- Ethereum struggles below $2,500 as bearish pressure mounts amid market volatility.
- Glassnode data shows record-high Liveliness, hinting at long-term holders selling.
- Ethereum ETFs see $11.3M net outflows; institutional demand remains weak.
Ethereum (ETH) is approaching a critical point as it struggles against ongoing market volatility. Recent price action hints at a possible breakout, but bearish signals remain strong. Traders are closely watching as Ethereum attempts to recover from recent losses.

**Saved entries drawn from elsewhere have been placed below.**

PR #173, opened 2018-06-08
Added major themes section

nickchase:


calebamiles:
@nickchase I would merge this skeleton in and then have SIGs fill out their own sections in separate PRs

PR #177, opened 2018-06-11
[1.11] Mark Heapster as deprecated

DirectXMan12:
The Heapster project has been deprecated, so we should warn about that
in the Kubernetes 1.11 release notes.

### DIFF
--- a/releases/release-1.11/release_notes_draft.md
+++ b/releases/release-1.11/release_notes_draft.md
@@ -68,6 +68,7 @@ This tag is for changes that don't affect the user experience, such as behind-th
 
 ### sig-instrumentation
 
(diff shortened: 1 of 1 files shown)


DirectXMan12:
cc @kubernetes/sig-instrumentation-misc 
@brancz do we want to add this to "Major Themes" too?

brancz:
> do we want to add this to "Major Themes" too?

Yes I think it's important to make this as widely known as possible.

DirectXMan12:
I'll update the PR to add it there too, then.

DirectXMan12:
It's now in the major themes section as well.  PTAL

brancz:
Thanks for taking care of this!

/lgtm

PR #181, opened 2018-06-15
update 1.11 release note draft with sig-auth highlights

liggitt:


justaugustus:
@tpepper @nickchase -- what do we want to do with these?

liggitt:
It was already merged in the release note draft

Issue #191, opened 2018-11-10
Crashing on Android 8.0+: Fatal Exception: java.lang.IllegalStateException: Not allowed to start service Intent


jeffmon:
# Description
Getting crash reports from Firebase Crashlytics:
```
Fatal Exception: java.lang.IllegalStateException: Not allowed to start service Intent { cmp=org.truthforlife.app/com.tanguyantoine.react.MusicControlNotification$NotificationService }: app is in background uid UidRecord{ddc63fd u0a88 CAC  bg:+45m52s470ms idle procs:1 seq(0,0,0)}
       at android.app.ContextImpl.startServiceCommon(ContextImpl.java:1538)
       at android.app.ContextImpl.startService(ContextImpl.java:1484)
       at android.content.ContextWrapper.startService(ContextWrapper.java:663)
       at android.content.ContextWrapper.startService(ContextWrapper.java:663)
       at com.tanguyantoine.react.MusicControlModule.init(MusicControlModule.java:150)
       at com.tanguyantoine.react.MusicControlModule.updatePlayback(MusicControlModule.java:291)
       at java.lang.reflect.Method.invoke(Method.java)
       at com.facebook.react.bridge.JavaMethodWrapper.invoke(JavaMethodWrapper.java:372)
       at com.facebook.react.bridge.JavaModuleWrapper.invoke(JavaModuleWrapper.java:160)
       at com.facebook.react.bridge.queue.NativeRunnable.run(NativeRunnable.java)
       at android.os.Handler.handleCallback(Handler.java:789)
       at android.os.Handler.dispatchMessage(Handler.java:98)
       at com.facebook.react.bridge.queue.MessageQueueThreadHandler.dispatchMessage(MessageQueueThreadHandler.java:29)
       at android.os.Looper.loop(Looper.java:164)
       at com.facebook.react.bridge.queue.MessageQueueThreadImpl$3.run(MessageQueueThreadImpl.java:192)
       at java.lang.Thread.run(Thread.java:764)
```

More specifically with `MusicControlModule.java line 150`

This might be a possible solution? https://stackoverflow.com/questions/49961273/java-lang-illegalstateexception-not-allowed-to-start-service-intent-while-try  

1. Sample code (provide repo url or sample code)
N/A

2. Platform ?
   - [ ] iOS
   - [x] Android
   
   
3. Device
  - [ ] Simulator
  - [x] Real device

marf:
Same problem here

[...]

PR #193, opened 2018-11-12
Fixed Android 8.0+ service crash in background

marf:
#### What's this PR do?
Fix Android 8.0+ crashes
#191 
#### How to test:
Now music controls in background works and do not crash

### DIFF
--- a/android/src/main/java/com/tanguyantoine/react/MusicControlNotification.java
+++ b/android/src/main/java/com/tanguyantoine/react/MusicControlNotification.java
@@ -1,9 +1,14 @@
 package com.tanguyantoine.react;
 
+import android.app.Notification;
+import android.app.NotificationChannel;
+import android.app.NotificationManager;
 import android.app.PendingIntent;
 import android.app.Service;
+import android.content.Context;
 import android.content.Intent;
 import android.content.res.Resources;
+import android.os.Build;
 import android.os.IBinder;
 import android.support.v4.app.NotificationManagerCompat;
 import android.support.v4.media.session.PlaybackStateCompat;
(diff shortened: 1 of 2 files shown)


android/src/main/java/com/tanguyantoine/react/MusicControlNotification.java
```diff
@@ -156,11 +175,24 @@ private int toKeyCode(long action) {
...
             return null;
         }
 
+        @Override
+        public void onCreate() {
+            super.onCreate();
+
+            if(Build.VERSION.SDK_INT >= Build.VERSION_CODES.O) {
+                /*Notification notification = new Notification.Builder(MusicControlModule.INSTANCE.context, MusicControlModule.INSTANCE.CHANNEL_ID)
+                        .build();*/
```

Currently, Ethereum trades at $2,432, down 3.71% in the last 24 hours. The 24-hour trading volume stands at $25.50 billion, with a market cap of $292.25 billion. Over the past day, ETH has fluctuated between $2,389.71 and $2,556.98. A reversal pattern is forming, suggesting a potential upside if buying resumes.
Source: CoinMarketCap
On-chain data raises concerns. Glassnode reports that Ethereum’s Liveliness has reached 0.69, a record high. This suggests long-term holders are moving their coins, often a sign of incoming sell-offs. Dormant accounts are becoming active, adding to selling pressure amid weak demand and sluggish market sentiment.


Source: Glassnode
DefiLlama data shows a sharp drop in Ethereum’s total value locked (TVL). Since May 6, locked ETH has fallen from 27.99 million to about 25 million. This decline reflects reduced confidence in DeFi activity and adds to bearish sentiment.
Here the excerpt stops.